Replacing new disk that is taking forever to resilver

Hi, we had a failing disk in a pool, have spare bays so chucked in a random spare we had, replaced and the resilver started. However its been running for a week now and has no estimated completion time. Is it safe to remove the new disk we put in (leaving the old failing one) and put another disk in we know is better? Will it replace and resilver etc?

What’s your setup? RAIDZX? How many drives, how big, how much data…

Please add your detailed hardware setup including how the drives are connected.

What does the disk IO show in the reporting section?

Edit: what is the output of zpool status?


see above, around 28 disks

used capacity at around 55TB
Disk i/o is very slow on the new disk we have put in:
image
Top old disk, bottom replaced disk

That is awfully slow, you can monitor the progress but it does not seem like it’s actually stuck.

Do you have a known good, i.e. property burned in drive you could try to use alternatively?

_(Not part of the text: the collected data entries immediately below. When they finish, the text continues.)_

PR #846, opened 2020-01-29
GT-661   fix site sub section

gyasistory:
https://jira.cru.org/browse/GT-634

### DIFF
--- a/ui/tutorial-renderer/src/main/java/org/cru/godtools/tutorial/analytics/model/Constants.kt
+++ b/ui/tutorial-renderer/src/main/java/org/cru/godtools/tutorial/analytics/model/Constants.kt
@@ -1,3 +1,4 @@
 package org.cru.godtools.tutorial.analytics.model
 
+internal const val ADOBE_SITE_SECTION_ONBOARDING = "onboarding"
 internal const val ADOBE_SITE_SECTION_TUTORIAL = "tutorial"
--- a/ui/tutorial-renderer/src/main/java/org/cru/godtools/tutorial/analytics/model/Constants.kt
+++ b/ui/tutorial-renderer/src/main/java/org/cru/godtools/tutorial/analytics/model/Constants.kt
@@ -1,6 +1,3 @@
 package org.cru.godtools.tutorial.analytics.model
 
 internal const val ADOBE_SITE_SECTION_TUTORIAL = "tutorial"
-internal const val ADOBE_SITE_SECTION_ON_BOARDING = "on_boarding"
-internal const val BASE_SCREEN_NAME_ON_BOARDING = "onboarding"
-internal const val BASE_SCREEN_NAME_TUTOIRAL = "tutorial"
--- a/ui/tutorial-renderer/src/main/java/org/cru/godtools/tutorial/analytics/model/Constants.kt
+++ b/ui/tutorial-renderer/src/main/java/org/cru/godtools/tutorial/analytics/model/Constants.kt
@@ -1,3 +1,6 @@
 package org.cru.godtools.tutorial.analytics.model
 
 internal const val ADOBE_SITE_SECTION_TUTORIAL = "tutorial"
+internal const val ADOBE_SITE_SECTION_ON_BOARDING = "on_boarding"
+internal const val BASE_SCREEN_NAME_ON_BOARDING = "onboarding"
+internal const val BASE_SCREEN_NAME_TUTOIRAL = "tutorial"
--- a/ui/tutorial-renderer/src/main/java/org/cru/godtools/tutorial/analytics/model/TutorialAnalyticsScreenEvent.kt
+++ b/ui/tutorial-renderer/src/main/java/org/cru/godtools/tutorial/analytics/model/TutorialAnalyticsScreenEvent.kt
@@ -4,7 +4,10 @@ import org.cru.godtools.analytics.model.AnalyticsScreenEvent
 import org.cru.godtools.tutorial.PageSet
 import java.util.Locale
 
-class TutorialAnalyticsScreenEvent(tutorial: PageSet, page: Int) :
+class TutorialAnalyticsScreenEvent(val tutorial: PageSet, page: Int) :
     AnalyticsScreenEvent("${tutorial.analyticsBaseScreenName}-${page + 1}", Locale.getDefault()) {
-    override val adobeSiteSection get() = ADOBE_SITE_SECTION_TUTORIAL
+    override val adobeSiteSection get() = when(tutorial.analyticsBaseScreenName) {
+        BASE_SCREEN_NAME_ON_BOARDING -> ADOBE_SITE_SECTION_ON_BOARDING
+        else -> ADOBE_SITE_SECTION_TUTORIAL
+    }
 }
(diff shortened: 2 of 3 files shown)


ui/tutorial-renderer/src/main/java/org/cru/godtools/tutorial/analytics/model/TutorialAnalyticsScreenEvent.kt
```diff
@@ -4,7 +4,11 @@ import org.cru.godtools.analytics.model.AnalyticsScreenEvent
...
 
-class TutorialAnalyticsScreenEvent(tutorial: PageSet, page: Int) :
+class TutorialAnalyticsScreenEvent(val tutorial: PageSet, page: Int) :
     AnalyticsScreenEvent("${tutorial.analyticsBaseScreenName}-${page + 1}", Locale.getDefault()) {
-    override val adobeSiteSection get() = ADOBE_SITE_SECTION_TUTORIAL
+    override val adobeSiteSection
+        get() = when (tutorial.analyticsBaseScreenName) {
+            BASE_SCREEN_NAME_ON_BOARDING -> ADOBE_SITE_SECTION_ON_BOARDING
+            else -> ADOBE_SITE_SECTION_TUTORIAL
+        }
```
frett: you know that `tutorial` is an enum, there isn't a need to extract string constants to switch between the different `PageSets`

ui/tutorial-renderer/src/main/java/org/cru/godtools/tutorial/analytics/model/TutorialAnalyticsScreenEvent.kt
```diff
@@ -4,7 +4,11 @@ import org.cru.godtools.analytics.model.AnalyticsScreenEvent
 import org.cru.godtools.tutorial.PageSet
 import java.util.Locale
 
-class TutorialAnalyticsScreenEvent(tutorial: PageSet, page: Int) :
+class TutorialAnalyticsScreenEvent(val tutorial: PageSet, page: Int) :
```
frett: make it a private val

ui/tutorial-renderer/src/main/java/org/cru/godtools/tutorial/analytics/model/Constants.kt
```diff
@@ -1,3 +1,6 @@
 package org.cru.godtools.tutorial.analytics.model
 
 internal const val ADOBE_SITE_SECTION_TUTORIAL = "tutorial"
+internal const val ADOBE_SITE_SECTION_ON_BOARDING = "on_boarding"
+internal const val BASE_SCREEN_NAME_ON_BOARDING = "onboarding"
```
frett: I'm guessing the difference between the text of these 2 constants is intentional?

ui/tutorial-renderer/src/main/java/org/cru/godtools/tutorial/analytics/model/Constants.kt
```diff
@@ -1,3 +1,6 @@
...
+internal const val BASE_SCREEN_NAME_TUTOIRAL = "tutorial"
```
frett: the `BASE_SCREEN_NAME_*` constants are unncessary

frett:
these changes don't address the adobe site section for action events

ui/tutorial-renderer/src/main/java/org/cru/godtools/tutorial/analytics/model/TutorialAnalyticsScreenEvent.kt
gyasistory: @frett I am not sure what you mean by this comment.

frett:
```kotlin
get() = when (tutorial) {
    ONBOARDING -> ADOBE_SITE_SECTION_ON_BOARDING
    TUTORIAL -> ADOBE_SITE_SECTION_TUTORIAL
    else -> null
}
```

gyasistory: AH I see

ui/tutorial-renderer/src/main/java/org/cru/godtools/tutorial/analytics/model/Constants.kt
gyasistory: @frett so are you saying the constants should only be named `ON_BOARDING` and  `TUTORIAL`.

frett: I'm saying it was unnecessary to make these constants.

frett: the existence of these constants I don't feel strongly one way or another, but in the context of the current usage it was unnecessary to move these values to constants

frett: we really should try to exclude unnecessary changes from PRs, it will reduce the amount of code that someone needs to look at when reviewing the PR

gyasistory: @frett Removing the constants will mean that I will have to evaluate the `when` on a string (example below).  Not sure if that is the best solution.

```
 override val adobeSiteSection
        get() = when (tutorial.analyticsBaseScreenName) {
            "onboarding" -> ADOBE_SITE_SECTION_ON_BOARDING
            "tutorial" -> ADOBE_SITE_SECTION_TUTORIAL
            else -> null
        }
```

frett: Not if you change the when to switching on the enums like the other comment suggested

gyasistory: @frett Are you saying just set the `adobeSiteSection = tutorial.analyticsBaseScreenName`

frett: No, I'm saying you shouldn't need to use `analyticsBaseScreenName` at all for the adobe site section

ui/tutorial-renderer/src/main/java/org/cru/godtools/tutorial/analytics/model/TutorialAnalyticsScreenEvent.kt
frett: I don't think you understood what I was saying here at all

frett: this suggested change was the reason that the `BASE_SCREEN_NAME_*` constants weren't needed

frett:
@gyasistory this was what I was trying to push you towards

Maybe the other spare drive?

I don’t know how to abort the resilver process on top of my head. But with 13 (!!) mirrored vdevs you need to act quickly unless you have backups.

What is the exact drive model you used as a replacement and what are the existing drives?

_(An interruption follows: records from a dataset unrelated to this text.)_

PR #850, opened 2020-01-30
Setup AppsFlyer

frett:


library/analytics/build.gradle
```diff
@@ -6,6 +6,7 @@ android {
             }
         }
 
+        buildConfigField "String", "APPSFLYER_DEV_KEY", "\"QdbVaVHi9bHRchUTWtoaij\""
         buildConfigField "String", "GOOGLE_ANALYTICS_CLIENT_ID", "\"UA-325725-50\""
```
gyasistory: @frett should this be encrypted?

frett: that actually should be removed, Google Analytics is no longer in use.

I'll take care of that in a different PR

frett: and it makes no sense to encrypt these constants because it doesn't gain us any security

PR #866, opened 2020-02-05
LanguagesFragment fixes

frett:


app/src/main/res/layout/list_item_language.xml
```diff
@@ -18,7 +19,7 @@
         android:background="@drawable/bkg_list_item_language"
         android:minHeight="48dp"
         android:onClick="@{() -> listener.onLanguageSelected(language)}"
-        app:selected="@{language.code == selected}">
+        app:selected="@{ObjectsCompat.equals(language.code, selected)}">
```
frett: I had thought that Data Binding would correctly write logic utilizing the `equals` method, but it doesn't :(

Yeah it is progressing but like you say, very slow.Have another drive coming in today - cant remember off the top of my head the model of the drive we put in, was an old one we had spare at the time. with mirror 3, is it possible to add in the extra drive we have coming and remove the one we added (the old slow one)? We’d still have the 1 drive in the mirror that is working and online as well as the original faulty one in the system - just be removing the new slow one?

That’s what I would suggest. What about the other spare, isn’t that burned in / tested?

I do not want to I’ll advise you with so much data at risk so I’d wait for someone else to chime in, maybe @joeschmuck knows how to do this?

We’ve had historical issues with those im not fully clued up on so avoiding using that

Having spares attached to such a large mirrored vdev pool that had issues and are to be avoided is a recipe for disaster.

Get replacement drives (CMR), burn them in and replace the spares.

Just be clear: if a single vdev fails the whole pool dies.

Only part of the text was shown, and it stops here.